Bevor ich morgens mit dem Home-Office, der Home-School und dem Home-Home, also dem Haushalt, beginne, gehe ich einmal um den Block, ich werde sonst verrückt, also noch verrückter, wenn ich nicht genug Bewegung habe, und “aufgrund der aktuellen Situation” brauche ich viel Bewegung, gerne auch mehr als 10 Kilometer, aber bitte gegangen, nicht gejoggt. Ich gehe also um den Block, da kommen mir zwei junge Männer entgegen, wobei sie so jung nun auch wieder nicht sind, aber doch immerhin deutlich jünger als ich, was ja allmählich kein Kunststück mehr ist. Die beiden tragen Anzüge und ziehen Rollkoffer. Sie tragen etwas überschicke Anzüge, mit einer blendend frischgekauften Eleganz, die etwas zu sehr danach aussieht, als hätte man ihnen vor zehn Minuten erst beim Herrenausstatter in die Garderobe geholfen, so perfekt sitzt alles, so stimmig ist alles, so adrett sind die Einstecktücher, so blank spiegeln die Schuhe. Von allem ist das etwas zu viel und ich denke an die alte Geschichte der britischen Gentlemen, die neue Anzüge angeblich von den Butlern haben eintragen lassen, damit die guten Stücke nur ja nicht mehr neu aussahen, wenn sie zum ersten Mal ausgeführt wurden. Neu war peinlich. Man hatte, was man hatte, und zwar möglichst immer schon. Davon sind diese beiden Männer auf der Straße vor unserem Haus allerdings weit entfernt, die fallen eher unter das, was man früher als Laffen bezeichnet hat, ein Wort, das leider auch völlig aus der Mode gekommen ist.

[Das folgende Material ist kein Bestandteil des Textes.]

PR #1829, opened 2023-09-12
[Llama2] Add fix for generating past key values

Abhishek-Varma:
-- torch.tensor on list of np.arrays is VERY SLOW.
-- This commit therefore converts the list to a np.array and then uses torch.tensor on the same.

This therefore solves the issue of indefinite hanging after the First Llama is invoked.

### DIFF
--- a/apps/language_models/scripts/vicuna.py
+++ b/apps/language_models/scripts/vicuna.py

Aber in der Nähe unseres Hauses residieren Consulting-Firmen, da trägt man so etwas, da passt das auch, nehme ich an, da war man übrigens auch die ganzen letzten Wochen über wichtig, wichtig auf Reisen und rollkofferte weiterhin so herum, während sonst alles stay at home spielte. Das fiel schon auf, weil sonst überhaupt niemand mehr rollkofferte, auch das war eine erfreuliche Entwicklung in schwierigen Zeiten. Nur Menschen mit ganz, ganz bedeutenden Projekten machen das jetzt noch, dieses Herumhasten mit holperndem Hardcase, und so gucken die dann auch, so bedeutend, es ist wirklich ein wenig peinlich.

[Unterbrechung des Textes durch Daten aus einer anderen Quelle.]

PR #1834, opened 2023-09-18
Add ZoeDepth

gpetters94:


apps/stable_diffusion/src/utils/stencils/zoe/__init__.py
```diff
@@ -0,0 +1,69 @@
...
+
+        if not modelpath.is_file():
+            midas = torch.hub.load(
+                "gpetters94/MiDaS",
+                "DPT_BEiT_L_384",
+                pretrained=False,
+                force_reload=False,
+            )
+            zoe = torch.hub.load(
+                "AyaanShah2204/MiDaS",
```
AyaanShah2204, line 37: @gpetters94 why are we calling the MiDaS model twice? Did you mean `AyaanShah2204/ZoeDepth`?

AyaanShah2204: Also, I can modify `AyaanShah2204/ZoeDepth` to internally load `Ayaanshah2204/MiDaS` instead of the `intel-org` version. Then we don't need to worry about `torch.load` potentially caching conflicting models.

gpetters94: > Also, I can modify `AyaanShah2204/ZoeDepth` to internally load `Ayaanshah2204/MiDaS` instead of the `intel-org` version. Then we don't need to worry about `torch.load` potentially caching conflicting models.

That'd be great, that was causing some issues. If you could also rebase your MiDaS version with mine we can switch yours back. It's the fix you were talking about in the MiDaS repo (the one Illyasviel did) that fixed the version issues with TOM SHARK.

Abhishek-Varma:
Hi @gpetters94 - I've added a similar comment to [normal stencil](https://github.com/nod-ai/SHARK/pull/1842#pullrequestreview-1644730400).

Can we look for a minimal inclusion for both these features? Since these two features would itself take ~14K new lines of code in SHARK - most of which we don't need and adds to the overhead!

Abhishek-Varma:
PTAL at [controlnet-hinter](https://github.com/takuma104/controlnet_hinter/tree/main/src/annotator).

Abhishek-Varma (commented):
Looks good now! Thanks for incorporating the changes.
Please check if this works in exe because of `einops` dependency.

apps/stable_diffusion/src/utils/stencils/zoe/__init__.py
```diff
@@ -0,0 +1,64 @@
...
+        ckpt_path.mkdir(parents=True, exist_ok=True)
+        modelpath = ckpt_path / "ZoeD_M12_N.pt"
+
+        with requests.get(remote_model_path, stream=True) as r:
+            r.raise_for_status()
+            with open(modelpath, "wb") as f:
+                for chunk in r.iter_content(chunk_size=8192):
+                    f.write(chunk)
+
+        midas = torch.hub.load(
```
AyaanShah2204, line 27: - `AyaanShah2204/ZoeDepth` is configured to trigger a `torch.hub.load` for `AyaanShah2204/MiDaS`. (This happens in the `./zoedepth/models/base_models/midas.py` line 341) 
- `AyaanShah2204/MiDaS` has the necessary changes to not require a old versions of `timm`
- Theoretically, if we were to remove this line of code, it still would work and we would be able to unpin MiDaS

I don't have SHARK set up on my local machine so I have no way to verify this.

monorimet (approved):
LGTM!

monorimet (approved):
LGTM.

Mir fielen also diese lärmenden Rollkoffer auf, die aus dem Alltag ansonsten weitgehend verschwunden sind, mir fielen die Anzüge auf, nicht nur wegen ihrer etwas albernen Katalogtauglichkeit, auch weil es überhaupt Anzüge waren. Es trägt ja niemand mehr Anzüge, die Anzugmänner sind seit Wochen aus dem Straßenbild verschwunden. Vielleicht sind die Hoodiemänner überall in Wahrheit die Anzugmänner von früher, vielleicht werden die Anzugmänner aber auch alle während der Krise irgendwo eingelagert, ich weiß es nicht.

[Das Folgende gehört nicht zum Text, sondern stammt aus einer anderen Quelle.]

PR #1835, opened 2023-09-18
Switch to keras-nightly to fix the Linux CI issue

gpetters94:


gpetters94:
This should fix the CI issue on Linux (it works on my system at least, if it doesn't work on the CI then we can pin an older keras stable version that also works.

monorimet (approved):
LGTM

Ich selbst würde allerdings auch gerne wieder mal Anzug tragen, ein Herrenanzug ist super. Nicht wegen des Looks, nein, ich sage das eher aus Huckleberry-Gründen, denn ein Herrenanzug hat insgesamt neun Taschen oder mehr, das finde ich sehr einladend. Es ist kinderleicht, Zeug für neun Taschen oder mehr zu benötigen und dauernd dabei haben zu wollen, da muss ich nicht lange überlegen, schon bin ich wieder überladen. Aber ich kann ja zur Zeit gar keinen Anzug tragen, denn das Büro ist leider in der Wohnung und da wäre ich mit den passenden Schuhen zum Anzug zu laut auf dem Laminat, da würde ich die Konzentration in der Homeschool stören, um Gottes willen, und müsste also auf Socken oder in Hausschuhen herumlaufen, und Hausschuhe zum Anzug, das ist so dermaßen falsch, das tut geradezu körperlich weh. Als würde man sich morgens den Scheitel auf die falsche Seite frisieren, so fühlt sich das an, alles ist dann plötzlich falsch, das ganze Körpergefühl stimmt nicht mehr.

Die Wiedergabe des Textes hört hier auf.